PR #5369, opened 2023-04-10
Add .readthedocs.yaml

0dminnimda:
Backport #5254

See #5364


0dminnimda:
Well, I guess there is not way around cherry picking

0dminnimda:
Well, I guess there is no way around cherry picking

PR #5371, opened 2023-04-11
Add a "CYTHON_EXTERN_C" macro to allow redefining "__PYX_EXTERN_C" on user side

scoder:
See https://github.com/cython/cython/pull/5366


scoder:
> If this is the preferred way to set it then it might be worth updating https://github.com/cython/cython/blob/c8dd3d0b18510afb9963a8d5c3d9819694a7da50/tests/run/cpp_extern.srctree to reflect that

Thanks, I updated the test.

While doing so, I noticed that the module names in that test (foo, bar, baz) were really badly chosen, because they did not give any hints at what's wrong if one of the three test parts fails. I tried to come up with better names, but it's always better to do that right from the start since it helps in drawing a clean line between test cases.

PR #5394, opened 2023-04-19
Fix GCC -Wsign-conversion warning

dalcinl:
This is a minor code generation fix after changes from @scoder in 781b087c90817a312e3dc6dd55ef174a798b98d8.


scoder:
- - - -
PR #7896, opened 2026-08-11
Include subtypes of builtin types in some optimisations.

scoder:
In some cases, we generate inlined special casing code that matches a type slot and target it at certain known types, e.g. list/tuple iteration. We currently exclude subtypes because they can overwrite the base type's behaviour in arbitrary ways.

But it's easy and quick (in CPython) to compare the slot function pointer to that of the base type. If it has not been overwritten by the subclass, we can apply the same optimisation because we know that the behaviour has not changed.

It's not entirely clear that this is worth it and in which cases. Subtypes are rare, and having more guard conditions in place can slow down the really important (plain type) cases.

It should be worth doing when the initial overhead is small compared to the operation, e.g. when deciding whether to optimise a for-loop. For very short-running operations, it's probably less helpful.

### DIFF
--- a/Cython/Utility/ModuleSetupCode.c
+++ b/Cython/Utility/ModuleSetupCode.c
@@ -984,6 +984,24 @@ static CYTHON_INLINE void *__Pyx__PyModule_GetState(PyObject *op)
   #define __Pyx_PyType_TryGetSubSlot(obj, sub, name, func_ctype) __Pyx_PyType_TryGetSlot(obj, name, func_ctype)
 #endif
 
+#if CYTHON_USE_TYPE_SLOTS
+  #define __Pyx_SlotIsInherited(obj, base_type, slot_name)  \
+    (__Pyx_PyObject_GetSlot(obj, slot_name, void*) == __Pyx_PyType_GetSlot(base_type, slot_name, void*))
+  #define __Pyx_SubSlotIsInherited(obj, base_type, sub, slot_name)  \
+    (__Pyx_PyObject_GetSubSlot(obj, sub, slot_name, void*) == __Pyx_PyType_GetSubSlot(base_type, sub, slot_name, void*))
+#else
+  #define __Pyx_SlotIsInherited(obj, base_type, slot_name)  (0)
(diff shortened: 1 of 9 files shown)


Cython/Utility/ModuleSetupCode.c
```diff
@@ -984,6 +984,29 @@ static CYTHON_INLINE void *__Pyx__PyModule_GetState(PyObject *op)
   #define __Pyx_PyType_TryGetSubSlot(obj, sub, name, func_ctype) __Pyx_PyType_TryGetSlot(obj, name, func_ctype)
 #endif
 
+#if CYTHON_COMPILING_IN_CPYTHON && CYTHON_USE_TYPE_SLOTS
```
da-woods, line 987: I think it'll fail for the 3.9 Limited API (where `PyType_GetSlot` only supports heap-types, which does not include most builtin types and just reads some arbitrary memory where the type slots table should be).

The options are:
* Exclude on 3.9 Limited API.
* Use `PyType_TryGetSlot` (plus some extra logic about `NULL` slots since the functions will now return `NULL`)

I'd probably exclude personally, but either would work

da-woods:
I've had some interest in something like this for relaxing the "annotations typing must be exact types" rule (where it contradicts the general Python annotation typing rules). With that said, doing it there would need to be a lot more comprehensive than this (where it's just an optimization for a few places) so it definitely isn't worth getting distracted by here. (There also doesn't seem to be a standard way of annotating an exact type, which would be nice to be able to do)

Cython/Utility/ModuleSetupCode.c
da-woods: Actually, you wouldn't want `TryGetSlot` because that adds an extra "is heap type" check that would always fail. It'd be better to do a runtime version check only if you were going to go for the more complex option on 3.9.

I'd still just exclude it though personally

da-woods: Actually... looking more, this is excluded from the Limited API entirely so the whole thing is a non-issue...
- - - -
Show each line in the data where the string "picking" appears.

* SOLUTION FOR THIS TASK *
Well, I guess there is not way around cherry picking
Well, I guess there is no way around cherry picking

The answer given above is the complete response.